/Milestone-Scraper

Script to pull a GitHub repo's milestone data. Useful for creating release notes or project updates.

Primary LanguageJupyter Notebook

Milestone-Scraper

Overview

If you want to download data from a GitHub repository's milestone, you can use this Jupyter Notebook to create a list of issues and PRs that are associated with the milestone. The Milestone Scraper parses raw HTML to create a list of issues and PRs by title, link, and ID. This information can be helpful when developing reports or release notes, outside of GitHub.

Prerequisites

Before using the Milestone Scraper, ensure that you have the following prerequisites downloaded and installed:

  • Python 3
  • Jupyter Notebook
  • ChromeDriver - If you do not have Chrome browser, you can use another browser's driver.

Using the Milestone Scraper

Step 1:

Open the template.ipynb file.

Step 2:

Update the URL variable with the URL for the milestone page.
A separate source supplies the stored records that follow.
PR #1426, opened 2024-08-15
Remove haskell from bench

pcrumley:
# Description

@swift-nav/devinfra

the Haskell benchmarking pipeline is failing. This PR removes that check.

Note that you will need to run the notebook twice if you want a list of open and closed issues/PRs.

Step 3:

Run all commands at the same time.

The output is generated at the bottom of the notebook in the following format:

Issue or PR Title
https://github.com/samplerepo/pull/123
123

Issues and PRs that are associated with the milestone are treated the same way in the output. You can copy and paste the output for use in another program.

Additional Information

The Milestone Scraper uses Selenium to automate launching a browser. The headless option is set to true, which prevents the browser from actually launching. As a result, all work is completed in the background. A wait option is set to 10 seconds. Without this option, the JavaScript does not load fast enough for Selenium to pick up the data. The scraper gets the page source. Then, the page source is parsed using Beautiful Soup. Beautiful Soup is a Python library that works along with a parser to pull data from HTML and XML libraries. Beautiful Soup finds all of the HTML sections for the milestone page. The module iterates over each element to get the title, link, and ID. The output is displayed for use in other contexts.